THE DATA below:

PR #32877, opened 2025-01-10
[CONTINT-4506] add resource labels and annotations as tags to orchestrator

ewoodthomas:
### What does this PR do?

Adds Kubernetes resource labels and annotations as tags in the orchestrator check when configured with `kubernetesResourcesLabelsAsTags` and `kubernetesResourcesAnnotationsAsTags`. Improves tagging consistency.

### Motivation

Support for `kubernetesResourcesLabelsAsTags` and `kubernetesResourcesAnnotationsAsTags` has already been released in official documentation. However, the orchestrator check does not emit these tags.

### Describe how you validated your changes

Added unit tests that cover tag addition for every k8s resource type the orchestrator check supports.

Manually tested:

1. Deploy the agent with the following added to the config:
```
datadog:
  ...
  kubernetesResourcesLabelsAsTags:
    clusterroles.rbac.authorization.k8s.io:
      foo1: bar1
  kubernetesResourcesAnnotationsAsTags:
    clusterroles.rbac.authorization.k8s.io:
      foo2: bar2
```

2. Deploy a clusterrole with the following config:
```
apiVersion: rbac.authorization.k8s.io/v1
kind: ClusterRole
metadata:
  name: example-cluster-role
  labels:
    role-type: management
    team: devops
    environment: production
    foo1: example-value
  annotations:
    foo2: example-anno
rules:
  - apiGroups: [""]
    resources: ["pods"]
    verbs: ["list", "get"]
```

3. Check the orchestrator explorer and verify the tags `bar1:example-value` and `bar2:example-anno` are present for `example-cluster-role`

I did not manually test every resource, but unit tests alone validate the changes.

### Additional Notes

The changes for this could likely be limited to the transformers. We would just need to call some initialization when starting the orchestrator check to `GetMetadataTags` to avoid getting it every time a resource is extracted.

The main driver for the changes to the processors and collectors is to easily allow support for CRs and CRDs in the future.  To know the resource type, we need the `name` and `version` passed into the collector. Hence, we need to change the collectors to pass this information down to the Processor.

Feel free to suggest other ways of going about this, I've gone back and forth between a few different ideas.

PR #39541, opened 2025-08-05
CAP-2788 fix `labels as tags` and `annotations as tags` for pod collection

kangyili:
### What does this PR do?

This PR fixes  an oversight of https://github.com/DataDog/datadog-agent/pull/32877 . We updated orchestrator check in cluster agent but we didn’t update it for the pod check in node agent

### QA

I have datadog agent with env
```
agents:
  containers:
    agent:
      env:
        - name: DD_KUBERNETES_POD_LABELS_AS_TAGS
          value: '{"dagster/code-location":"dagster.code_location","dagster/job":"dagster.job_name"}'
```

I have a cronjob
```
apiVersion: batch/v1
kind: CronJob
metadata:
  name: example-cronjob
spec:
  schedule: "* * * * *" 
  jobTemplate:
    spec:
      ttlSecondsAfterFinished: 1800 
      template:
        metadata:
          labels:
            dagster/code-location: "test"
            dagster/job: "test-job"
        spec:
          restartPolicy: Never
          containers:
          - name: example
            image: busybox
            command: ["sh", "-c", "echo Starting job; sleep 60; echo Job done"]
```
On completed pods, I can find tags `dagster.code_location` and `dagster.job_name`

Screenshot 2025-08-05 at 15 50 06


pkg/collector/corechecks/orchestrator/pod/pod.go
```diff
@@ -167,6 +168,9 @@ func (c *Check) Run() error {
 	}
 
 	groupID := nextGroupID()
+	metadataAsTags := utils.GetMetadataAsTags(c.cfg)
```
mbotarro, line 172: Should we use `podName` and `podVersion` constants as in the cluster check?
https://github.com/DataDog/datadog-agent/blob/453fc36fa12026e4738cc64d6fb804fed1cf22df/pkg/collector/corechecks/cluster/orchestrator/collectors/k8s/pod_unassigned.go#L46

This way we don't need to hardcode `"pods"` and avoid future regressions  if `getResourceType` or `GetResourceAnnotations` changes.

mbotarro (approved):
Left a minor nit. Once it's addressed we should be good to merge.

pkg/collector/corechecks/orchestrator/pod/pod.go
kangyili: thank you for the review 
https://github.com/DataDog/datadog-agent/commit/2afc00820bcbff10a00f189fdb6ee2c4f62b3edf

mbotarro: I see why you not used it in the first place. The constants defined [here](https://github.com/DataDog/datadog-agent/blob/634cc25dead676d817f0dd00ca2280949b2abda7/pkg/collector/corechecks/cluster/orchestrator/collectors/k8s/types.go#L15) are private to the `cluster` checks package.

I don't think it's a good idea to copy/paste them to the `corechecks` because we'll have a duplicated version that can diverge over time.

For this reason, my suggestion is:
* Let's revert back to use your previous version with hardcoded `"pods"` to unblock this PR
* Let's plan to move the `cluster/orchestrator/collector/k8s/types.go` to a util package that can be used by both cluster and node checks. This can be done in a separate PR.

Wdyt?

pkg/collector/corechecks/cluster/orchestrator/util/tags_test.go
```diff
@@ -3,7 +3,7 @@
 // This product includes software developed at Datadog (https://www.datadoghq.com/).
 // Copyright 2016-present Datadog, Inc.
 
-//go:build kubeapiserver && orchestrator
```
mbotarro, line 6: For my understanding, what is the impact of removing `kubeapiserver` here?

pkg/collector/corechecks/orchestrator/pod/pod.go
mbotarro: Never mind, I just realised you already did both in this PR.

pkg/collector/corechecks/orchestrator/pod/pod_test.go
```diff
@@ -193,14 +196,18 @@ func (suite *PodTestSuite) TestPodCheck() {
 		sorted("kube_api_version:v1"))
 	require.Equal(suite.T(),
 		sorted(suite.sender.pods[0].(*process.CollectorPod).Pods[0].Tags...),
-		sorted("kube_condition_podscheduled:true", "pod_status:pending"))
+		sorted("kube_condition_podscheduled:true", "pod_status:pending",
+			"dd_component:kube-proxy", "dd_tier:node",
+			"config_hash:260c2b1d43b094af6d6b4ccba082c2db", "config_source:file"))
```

End of THE DATA.

> **TO DO**
Go through the material above and return each line that holds the word "pending".

> **ANSWER FOR THE TASK**
-		sorted("kube_condition_podscheduled:true", "pod_status:pending"))
+		sorted("kube_condition_podscheduled:true", "pod_status:pending",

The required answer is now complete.